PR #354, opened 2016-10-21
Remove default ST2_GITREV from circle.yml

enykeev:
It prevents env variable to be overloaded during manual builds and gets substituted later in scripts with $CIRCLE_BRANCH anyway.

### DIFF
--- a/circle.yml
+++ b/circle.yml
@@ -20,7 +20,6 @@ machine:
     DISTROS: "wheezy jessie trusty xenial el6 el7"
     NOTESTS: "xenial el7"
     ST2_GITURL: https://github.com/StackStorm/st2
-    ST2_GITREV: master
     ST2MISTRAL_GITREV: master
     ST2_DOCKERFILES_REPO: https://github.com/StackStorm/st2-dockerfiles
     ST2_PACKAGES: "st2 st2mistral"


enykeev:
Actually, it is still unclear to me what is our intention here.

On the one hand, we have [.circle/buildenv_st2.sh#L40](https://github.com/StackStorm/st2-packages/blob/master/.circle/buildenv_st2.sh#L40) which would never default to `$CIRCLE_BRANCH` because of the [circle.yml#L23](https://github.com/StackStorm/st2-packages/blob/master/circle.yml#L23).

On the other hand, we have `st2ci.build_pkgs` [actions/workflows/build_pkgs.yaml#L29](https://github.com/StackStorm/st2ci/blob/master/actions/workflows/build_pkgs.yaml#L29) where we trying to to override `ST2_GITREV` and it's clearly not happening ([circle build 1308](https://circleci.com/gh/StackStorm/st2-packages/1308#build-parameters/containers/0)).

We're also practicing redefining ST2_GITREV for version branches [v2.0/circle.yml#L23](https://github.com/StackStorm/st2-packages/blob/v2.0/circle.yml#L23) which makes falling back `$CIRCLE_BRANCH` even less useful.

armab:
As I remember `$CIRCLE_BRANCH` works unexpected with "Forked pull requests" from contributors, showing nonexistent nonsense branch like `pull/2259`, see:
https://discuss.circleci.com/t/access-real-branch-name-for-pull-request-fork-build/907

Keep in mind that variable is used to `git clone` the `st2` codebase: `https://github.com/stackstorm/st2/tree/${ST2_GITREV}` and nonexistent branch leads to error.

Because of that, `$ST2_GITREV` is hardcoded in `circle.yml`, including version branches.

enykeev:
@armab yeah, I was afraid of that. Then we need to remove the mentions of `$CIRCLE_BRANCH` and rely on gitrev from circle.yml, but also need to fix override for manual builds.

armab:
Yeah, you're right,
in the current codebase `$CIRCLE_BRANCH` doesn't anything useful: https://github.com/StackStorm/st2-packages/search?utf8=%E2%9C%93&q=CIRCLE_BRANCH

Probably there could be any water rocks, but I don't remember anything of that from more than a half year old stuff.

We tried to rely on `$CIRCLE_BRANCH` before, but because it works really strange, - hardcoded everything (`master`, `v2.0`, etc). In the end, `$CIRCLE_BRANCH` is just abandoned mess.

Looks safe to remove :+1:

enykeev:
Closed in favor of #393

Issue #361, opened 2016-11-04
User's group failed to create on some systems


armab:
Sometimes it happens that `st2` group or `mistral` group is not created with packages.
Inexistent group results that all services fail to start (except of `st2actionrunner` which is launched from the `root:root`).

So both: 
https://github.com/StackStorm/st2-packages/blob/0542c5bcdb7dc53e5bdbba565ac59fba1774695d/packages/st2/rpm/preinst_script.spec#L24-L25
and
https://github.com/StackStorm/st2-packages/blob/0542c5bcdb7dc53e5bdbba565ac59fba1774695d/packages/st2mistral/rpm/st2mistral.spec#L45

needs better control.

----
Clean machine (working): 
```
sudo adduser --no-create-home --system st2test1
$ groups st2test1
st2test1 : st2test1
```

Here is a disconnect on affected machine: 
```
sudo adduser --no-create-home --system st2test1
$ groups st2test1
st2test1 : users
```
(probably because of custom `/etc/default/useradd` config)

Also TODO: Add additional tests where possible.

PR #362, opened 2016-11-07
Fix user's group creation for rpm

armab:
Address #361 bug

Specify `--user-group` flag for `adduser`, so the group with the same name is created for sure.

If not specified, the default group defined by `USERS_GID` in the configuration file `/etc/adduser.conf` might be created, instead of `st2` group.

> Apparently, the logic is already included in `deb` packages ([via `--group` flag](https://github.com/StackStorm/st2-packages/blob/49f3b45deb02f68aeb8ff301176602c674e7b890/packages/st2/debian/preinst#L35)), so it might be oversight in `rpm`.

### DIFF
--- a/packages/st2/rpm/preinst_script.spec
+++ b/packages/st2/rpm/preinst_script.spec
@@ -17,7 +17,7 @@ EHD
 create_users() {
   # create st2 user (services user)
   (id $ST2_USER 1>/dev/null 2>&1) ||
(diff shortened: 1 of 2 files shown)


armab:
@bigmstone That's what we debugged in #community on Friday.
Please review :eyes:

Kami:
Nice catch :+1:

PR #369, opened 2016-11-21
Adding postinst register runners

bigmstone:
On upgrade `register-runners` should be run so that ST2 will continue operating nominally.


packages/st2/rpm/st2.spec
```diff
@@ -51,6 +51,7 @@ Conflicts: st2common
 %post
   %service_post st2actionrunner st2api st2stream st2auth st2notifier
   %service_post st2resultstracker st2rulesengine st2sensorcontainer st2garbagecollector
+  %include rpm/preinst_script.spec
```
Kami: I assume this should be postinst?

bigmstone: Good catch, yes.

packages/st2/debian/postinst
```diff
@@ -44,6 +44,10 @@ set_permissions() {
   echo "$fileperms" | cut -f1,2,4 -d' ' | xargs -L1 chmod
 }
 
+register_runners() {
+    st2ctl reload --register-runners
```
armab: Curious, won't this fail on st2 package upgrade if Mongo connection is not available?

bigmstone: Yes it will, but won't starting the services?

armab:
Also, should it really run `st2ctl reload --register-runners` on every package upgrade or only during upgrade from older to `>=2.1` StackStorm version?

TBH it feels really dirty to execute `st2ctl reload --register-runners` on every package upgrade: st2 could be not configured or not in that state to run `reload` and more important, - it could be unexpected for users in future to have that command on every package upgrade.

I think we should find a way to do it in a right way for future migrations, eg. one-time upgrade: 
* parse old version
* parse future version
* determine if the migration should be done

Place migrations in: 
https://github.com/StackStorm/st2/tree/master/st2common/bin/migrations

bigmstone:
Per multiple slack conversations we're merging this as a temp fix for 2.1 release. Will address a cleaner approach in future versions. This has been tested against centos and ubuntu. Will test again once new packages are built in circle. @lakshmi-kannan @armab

Required work: Please show all lines from the entries that contain the word "useful".

Solution:
We're also practicing redefining ST2_GITREV for version branches [v2.0/circle.yml#L23](https://github.com/StackStorm/st2-packages/blob/v2.0/circle.yml#L23) which makes falling back `$CIRCLE_BRANCH` even less useful.
in the current codebase `$CIRCLE_BRANCH` doesn't anything useful: https://github.com/StackStorm/st2-packages/search?utf8=%E2%9C%93&q=CIRCLE_BRANCH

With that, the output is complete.